**EXERCISE PROMPT**
Among the entries that follow, some lines contain the word "before". Show all of them.
☆ ☆ ☆
PR #2469, opened 2015-08-21
Oo

oxtopus:
Creating this PR so I can give meaningful feedback on the changes in the OO proposal.  Not meant to merge, but have a way to comment, and discuss specific lines of code.


nupic/research/spatial_pooler.py
```diff
@@ -50,8 +51,8 @@ class SpatialPooler(object):
   """
 
   def __init__(self,
+               layer=Layer(columnDimensions=(64,64)),
```
oxtopus: This is a dangerous convention.  You should only use immutable types as defaults in function definitions.  Here's a concrete example to demonstrate why:

```python
>>> class MutableObject(object):
...   def __init__(self, foo=None):
...     self.foo = foo
... 
>>> class Adapter(object):
...   def __init__(self, mutableObj=MutableObject(1)):
...     self.mutableObj = mutableObj
... 
>>> obj1 = Adapter()
>>> obj2 = Adapter()
>>> 
>>> obj1.mutableObj.foo = "Foo"
>>> print obj2.mutableObj.foo
Foo
>>> obj2.mutableObj.foo = "Bar"
>>> print obj1.mutableObj.foo
Bar
```

In other words, `obj1.mutableObj` and `obj2.mutableObj` are the same instance of `MutableObject`, despite being attributes of different instances of `Adapter`.  This is because the object is created at time of definition, rather than instantiation.

Using my example, better to have something like the following to handle default values:

```python
class Adapter(object):
  def __init__(self, mutableObj=None):
    self.mutableObj = mutableObj or MutableObject(1)
```

nupic/network/synapse.py
```diff
@@ -0,0 +1,38 @@
...
+#
+# You should have received a copy of the GNU General Public License
+# along with this program.  If not, see http://www.gnu.org/licenses.
+#
+# http://numenta.org/licenses/
+# ----------------------------------------------------------------------
+
+
+
+class Synapse(object):
```
oxtopus: With thousands of columns, several cells per column, and thousands of synapses per cell, there is potential for all of the instances of `Synapse` to occupy way more memory than is necessary than if a single contiguous range of memory, or another efficient data structure like a sparse matrix.

nupic/research/spatial_pooler.py
```diff
@@ -997,59 +959,97 @@ def _raisePermanenceToThreshold(self, perm, mask):
...
+      "to the input size. [len(synapses) < self._stimulusThreshold]")
 
-    numpy.clip(perm, self._synPermMin, self._synPermMax, out=perm)
+    numConnected = sum(1 for synapse in synapses if synapse.permanence >= self._synPermConnected)
     while True:
-      numConnected = numpy.nonzero(perm > self._synPermConnected)[0].size
       if numConnected >= self._stimulusThreshold:
         return
-      perm[mask] += self._synPermBelowStimulusInc
+      numConnected = 0
```
oxtopus: Why is `numConnected` being re-calculated here and below, compared to above?

nupic/research/temporal_memory.py
```diff
@@ -53,30 +53,24 @@ def __init__(self,
...
-    # Error checking
-    if not len(columnDimensions):
-      raise ValueError("Number of column dimensions must be greater than 0")
-
-    if not cellsPerColumn > 0:
-      raise ValueError("Number of cells per column must be greater than 0")
 
     # TODO: Validate all parameters (and add validation tests)
+    if layer is None:
+      raise ValueError("Layer must be an instance of Layer class")
```
oxtopus: Message is "Layer must be an instance of Layer class", but not asserting on type.  It's possible for `layer` to be something else (not a `Layer`) and pass this check.

nupic/network/cell.py
```diff
@@ -0,0 +1,56 @@
...
+# along with this program.  If not, see http://www.gnu.org/licenses.
+#
+# http://numenta.org/licenses/
+# ----------------------------------------------------------------------
+
+from nupic.network.segment import Segment
+
+
+
+class Cell(object):
```
oxtopus: Classes like this should assign `__slots__` for improved memory.

nupic/network/synapse.py
cogmission: Austin, I understand your point and share your interest in this concern. Please see the email I forwarded you entitled "Not to beat a dead horse..." 

The current data structure implemented creates a synapse on every mutation which is way more significant than the implications of using a reusable and mutable Synapse object?

oxtopus: Expanding on my contrived example, consider the following python code:

```python
import sys



ITERATIONS = 10000000



class MutableObject(object):
  def __init__(self, foo=None):
    self.foo = foo



class SlottedMutableObject(MutableObject):
  __slots__ = ("foo",)



def create():
  for index in xrange(ITERATIONS):
    obj = MutableObject("bar")



def mutate(objects = {}):
  for index in xrange(ITERATIONS):
    obj = objects.setdefault(index, MutableObject("bar"))



def mutateSlotted(objects = {}):
  for index in xrange(ITERATIONS):
    obj = objects.setdefault(index, SlottedMutableObject("bar"))



if __name__ == "__main__":
  selection = sys.argv[1]

  if selection == "create":
    create()
  elif selection == "mutate":
    mutate()
  elif selection == "mutate-slotted":
    mutateSlotted()
```

`create()` creates 10,000,000 `MutableObject` instances, `mutate()` instantiates and caches them, `mutateSlotted()` does the same with a subclass that defines `__slots__`.  When I run each of those with `cProfile`, here's what I get:

```
Austins-MacBook-Pro:Desktop amarshall$ python -m cProfile mutant.py create
         10000005 function calls in 3.851 seconds

   Ordered by: standard name

   ncalls  tottime  percall  cumtime  percall filename:lineno(function)
        1    0.000    0.000    3.851    3.851 mutant.py:1(<module>)
 10000000    1.145    0.000    1.145    0.000 mutant.py:10(__init__)
        1    0.000    0.000    0.000    0.000 mutant.py:15(SlottedMutableObject)
        1    2.706    2.706    3.851    3.851 mutant.py:20(create)
        1    0.000    0.000    0.000    0.000 mutant.py:9(MutableObject)
        1    0.000    0.000    0.000    0.000 {method 'disable' of '_lsprof.Profiler' objects}


Austins-MacBook-Pro:Desktop amarshall$ python -m cProfile mutant.py mutate
         20000005 function calls in 15.278 seconds

   Ordered by: standard name

   ncalls  tottime  percall  cumtime  percall filename:lineno(function)
        1    0.000    0.000   15.278   15.278 mutant.py:1(<module>)
 10000000    5.746    0.000    5.746    0.000 mutant.py:10(__init__)
        1    0.000    0.000    0.000    0.000 mutant.py:15(SlottedMutableObject)
        1    8.372    8.372   15.278   15.278 mutant.py:26(mutate)
        1    0.000    0.000    0.000    0.000 mutant.py:9(MutableObject)
        1    0.000    0.000    0.000    0.000 {method 'disable' of '_lsprof.Profiler' objects}
 10000000    1.160    0.000    1.160    0.000 {method 'setdefault' of 'dict' objects}


Austins-MacBook-Pro:Desktop amarshall$ python -m cProfile mutant.py mutate-slotted
         20000005 function calls in 10.649 seconds

   Ordered by: standard name

   ncalls  tottime  percall  cumtime  percall filename:lineno(function)
        1    0.000    0.000   10.649   10.649 mutant.py:1(<module>)
 10000000    0.986    0.000    0.986    0.000 mutant.py:10(__init__)
        1    0.000    0.000    0.000    0.000 mutant.py:15(SlottedMutableObject)
        1    8.568    8.568   10.649   10.649 mutant.py:32(mutateSlotted)
        1    0.000    0.000    0.000    0.000 mutant.py:9(MutableObject)
        1    0.000    0.000    0.000    0.000 {method 'disable' of '_lsprof.Profiler' objects}
 10000000    1.095    0.000    1.095    0.000 {method 'setdefault' of 'dict' objects}
```

Notice that `create()` is ~5x faster than `mutate()`.  That's just for the _creation_ of the objects.  It is faster to do a lookup in a `dict` than it is to create an object, however, but there's memory overhead in retaining the `dict` in which the objects are cached and as the results above show, there's performance overhead in caching the objects in a dict.  When I add `print sys.getsizeof(objects)` to the end of `mutate()` and `mutateSlotted()` I get 402653464 bytes.

Are we willing to take the memory hit?  Probably not, but it would be cool if it were an option so that the user can make that choice according to their own usage pattern.

Something else to consider, any memory overhead that would need to be translated to a persisted checkpoint could potentially slow things down in a production setting, such as is the case in `htmengine` where models are checkpointed and loaded from disk regularly.

cogmission: 1. Why is it the first example does a create of 10M and the others do a mutate of 20M?
2. Also I think the following code might be rehashing or indexing which needs to be taken into account as opposed to merely mutating  permanence value?

``` Python
def updateSynapsePermanence(self, synapse, permanence):
    """
    Updates the permanence for a synapse.

    @param synapse    (int)   Synapse index
    @param permanence (float) New permanence
    """
    self._validatePermanence(permanence)

    data = self._synapses[synapse]
    newData = SynapseData(data.segment,   <--------------------   HERE
                          data.presynapticCell,
                          permanence)
    self._synapses[synapse] = newData

    # Update indexes
    self._synapsesForPresynapticCell[newData.presynapticCell][synapse] = newData
```

oxtopus: > Why is it the first example does a create of 10M and the others do a mutate of 20M?

In each case, I'm doing exactly 10M iterations.  However, cProfile is reporting on total number of function calls.  The `dict` lookup adds an extra function call, which contributes to the slowdown.

cogmission: Not sure how fast your fingers work :-) You might have answered this before I asked the follow up question about the Synapse in the actual code? 

I wonder what your example would do for an object accessed by:
```Python
self._synapses[synapse].permanence = xx.xx
```

rather than a dispatched method call like setdefault() in the above examples? I bet with 10M (as opposed to 20M) calls and assignments like the above it would be faster than create?

oxtopus: If I replace `obj = objects.setdefault(index, MutableObject("bar"))` with `objects[index] = MutableObject("bar")`, it shaves ~2 seconds off the total, bringing execution down to 13.204 seconds.  In a realistic caching scenario, you would need to do some sort of existence check anyway, hence the `setdefault()`.

```
Austins-MacBook-Pro:Desktop amarshall$ python -m cProfile mutant.py mutate
         10000005 function calls in 13.204 seconds

   Ordered by: standard name

   ncalls  tottime  percall  cumtime  percall filename:lineno(function)
        1    0.000    0.000   13.204   13.204 mutant.py:1(<module>)
 10000000    6.351    0.000    6.351    0.000 mutant.py:10(__init__)
        1    0.000    0.000    0.000    0.000 mutant.py:15(SlottedMutableObject)
        1    6.853    6.853   13.203   13.203 mutant.py:26(mutate)
        1    0.000    0.000    0.000    0.000 mutant.py:9(MutableObject)
        1    0.000    0.000    0.000    0.000 {method 'disable' of '_lsprof.Profiler' objects}
```

cogmission: In this case you are setting a numeric permanence value (a primitive data type which by default has to exist, no? At least it does in Java (no such thing as a null or empty int).  I guess Python is much different from other languages that array access is not much faster than an object creation paired with a method call that does null checking ;-)  weird...

Does this mean I should close that Issue too? #2479

oxtopus: In python and elsewhere there are similar abstractions, `list()` index access is generally faster than `dict()` key lookup, however, `list()` assumes a contiguous range whereas `dict()` can be random and sparse.  The trade-off is in memory.

You _can_ get better performance, as you suggest, by retaining and mutating an object, but you have to pre-allocate those objects AND cache them, which have a significant overhead.  Meanwhile in my example, in which the cache `dict` adds 400 Mb of memory overhead, if I needed to persist the object and reload it, that adds a substantial amount of overhead in writing to, and reading from disk.  The runtime benefits are a moot point if I have to load and save the cache object frequently, as we do in our own production settings.  The added memory footprint also limits concurrency.

It does seem redundant, however, to access `self._synapses[synapse]` and replace it with a new instance when it could possibly be changed in-place.  I'll comment in the issue with my thoughts.

cogmission: Austin, thanks for taking the time to explain the innards of Python to me - I appreciate it!

rhyolight: > innards of Python

python innards

david-ragazzi: >> With thousands of columns, several cells per column, and thousands of synapses per cell, there is potential for all of the instances of Synapse to occupy way more memory than is necessary than if a single contiguous range of memory, or another efficient data structure like a sparse matrix.

Once Python is to be readable and not for a production environment, I don't see problem in keep such change. Furthermore, TemporalMemory doesn't use `single contiguous range of memory, or another efficient data structure like a sparse matrix`.

nupic/research/spatial_pooler.py
david-ragazzi: >Why is numConnected being re-calculated here and below, compared to above?

Because according to current implementation, before permanences can be incremented with `self._synPermBelowStimulusInc` constant, first we have to check numConnected fits criteria. We could remove the first counting operation, but this would require we use a loop counter to check `synapse.permanence >= self._synPermConnected` only after 1 iteration:

```
i = 0
while True:
  if numConnected >= self._stimulusThreshold:
    return
  numConnected = 0
  for synapse in synapses:
    if i > 0:
      synapse.permanence += self._synPermBelowStimulusInc
    if synapse.permanence >= self._synPermConnected:
      numConnected += 1
  i += 1
```

nupic/network/cell.py
david-ragazzi: Yeah, this can be useful.

nupic/research/temporal_memory.py
david-ragazzi: Agreed.

oxtopus:
Closing until further notice.  Thanks, @david-ragazzi and @cogmission!

PR #2472, opened 2015-08-21
update pytest Version requirement 

### LINKED ISSUE #2473: Wrong pytest requirement version
As filed in the mailing list we need the version 2.5.1 but only instal 2.4.2

passiweinberger:
Fixes #2473


passiweinberger:
fixes  #2473

rhyolight:
@oxtopus Ok with you?

oxtopus:
I'm always ok with keeping requirements.txt up to date, but was the impetus for this, exactly?

rhyolight:
There was a report [on the mailing list](http://lists.numenta.org/pipermail/nupic_lists.numenta.org/2015-August/011512.html) that @passiweinberger helped debug. The solution was to update pytest.

rhyolight:
@oxtopus I'm sorry, I just realized you didn't actually give a thumbs up. :/

oxtopus:
> @oxtopus I'm sorry, I just realized you didn't actually give a thumbs up.

:rage1:

I'd like to understand why, though, since it's not a problem anywhere else.  We can't just adjust version numbers willy nilly to accommodate individual environments.

oxtopus:
For example, after reading the mailing list issue is that today, or at least at the time of the post, the version that is installed via `sudo apt-get install python-pytest` is 2.5.1, which will not always be the case.  Meanwhile, the _correct_ and supported means fore installing nupic requirements is via `python setup.py` and/or `pip install -r extensions/common/requirements.txt`, which specifies the correct version.

:-1: for this, as it's now in conflict with other downstream projects -- see https://github.com/numenta/numenta-apps/blob/master/nta.utils/requirements.txt#L10

passiweinberger:
Do the nta.utils tests work with 2.5.1 as well on iOS? 
If so, that may be updated as well? Or shouldn't it?

passiweinberger:
#2477 for a rollback though.... :)

rhyolight:
@oxtopus You are correct, this should not have been merged. My apologies.

PR #2477, opened 2015-08-22
Rollback of req change

passiweinberger:
As @oxtopus indicated the conflict...


oxtopus:
I think the original change is ok.  Instead, we'll just need to follow up with the downstream project(s) to match.

My concern is the motivation behind the change, since it was created because the user followed instructions for installing `pytest` that weren't consistent with the standard nupic instructions.  The version installed by apt is specific to the user's environment, and not directed by `requirements.txt`.  Not everyone uses ubuntu, or apt, and if they did, there's still the possibility for the versions to conflict.

passiweinberger:
Ok I see,
I tried to update to 2.5.1 and run the test and they worked, so keeping
up-to-date requirements is always a good idea, isn't it?

rhyolight:
> keeping
> up-to-date requirements is always a good idea, isn't it?

Sure until it's not. In this case because of conflicting existing versions. Some packages might require one version of a dependency and another package needs a different version. The Python packaging structure doesn't accommodate that very well.

passiweinberger:
This was for you to undo the merge, though :)
On Aug 25, 2015 7:05 PM, passiweinberger@gmail.com wrote:

Okay, Thanks :)
On Aug 25, 2015 5:13 PM, "Matthew Taylor" <notifications@github.com> wrote:

Closed #2477 <https://github.com/numenta/nupic/pull/2477>.

—
Reply to this email directly or view it on GitHub
<https://github.com/numenta/nupic/pull/2477#event-391773572>.

passiweinberger:
Okay, Thanks :)

Issue #2492, opened 2015-08-25
Allow specifying MonitoredTemporalMemory as TM implementation through OPF


chetan51:
Should be able to set `temporalImp='monitored_tm_py'` through the OPF.

PR #2495, opened 2015-08-25
Allow specifying MonitoredTemporalMemory as TM implementation through OPF

chetan51:
Fixes https://github.com/numenta/nupic/issues/2492.

Note that this is a stop-gap until https://github.com/numenta/nupic.research/pull/247 is finished.

### DIFF
--- a/nupic/research/TP_shim.py
+++ b/nupic/research/TP_shim.py
@@ -27,6 +27,9 @@ for use with OPF.
 import numpy
 
 from nupic.research.temporal_memory import TemporalMemory
+from nupic.research.monitor_mixin.temporal_memory_monitor_mixin import (
+  TemporalMemoryMonitorMixin)
+class MonitoredTemporalMemory(TemporalMemoryMonitorMixin, TemporalMemory): pass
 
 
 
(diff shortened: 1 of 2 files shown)


chetan51:
@scottpurdy

nupic/research/TP_shim.py
```diff
@@ -27,6 +27,9 @@
 import numpy
 
 from nupic.research.temporal_memory import TemporalMemory
+from nupic.research.monitor_mixin.temporal_memory_monitor_mixin import (
+  TemporalMemoryMonitorMixin)
+class MonitoredTemporalMemory(TemporalMemoryMonitorMixin, TemporalMemory): pass
```
scottpurdy: Why not define this in some place where it can be reused?

scottpurdy:
:+1:

nupic/research/TP_shim.py
chetan51: Good idea, I can put it in `nupic.research.monitor_mixin.temporal_memory_monitor_mixin`. I'll do that in a separate PR.

chetan51: Actually, on second thought, this isn't worth it because it's a mixin class, so you should be able to mix it in to any `TemporalMemory` instance, either `TemporalMemory` (python), `FastTemporalMemory`, or `TemporalMemory` (C++). I think it's better to let the client of the mixin make the decision on which one to use.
☆ ☆ ☆
**SOLUTION**
cogmission: Not sure how fast your fingers work :-) You might have answered this before I asked the follow up question about the Synapse in the actual code? 
Because according to current implementation, before permanences can be incremented with `self._synPermBelowStimulusInc` constant, first we have to check numConnected fits criteria. We could remove the first counting operation, but this would require we use a loop counter to check `synapse.permanence >= self._synPermConnected` only after 1 iteration:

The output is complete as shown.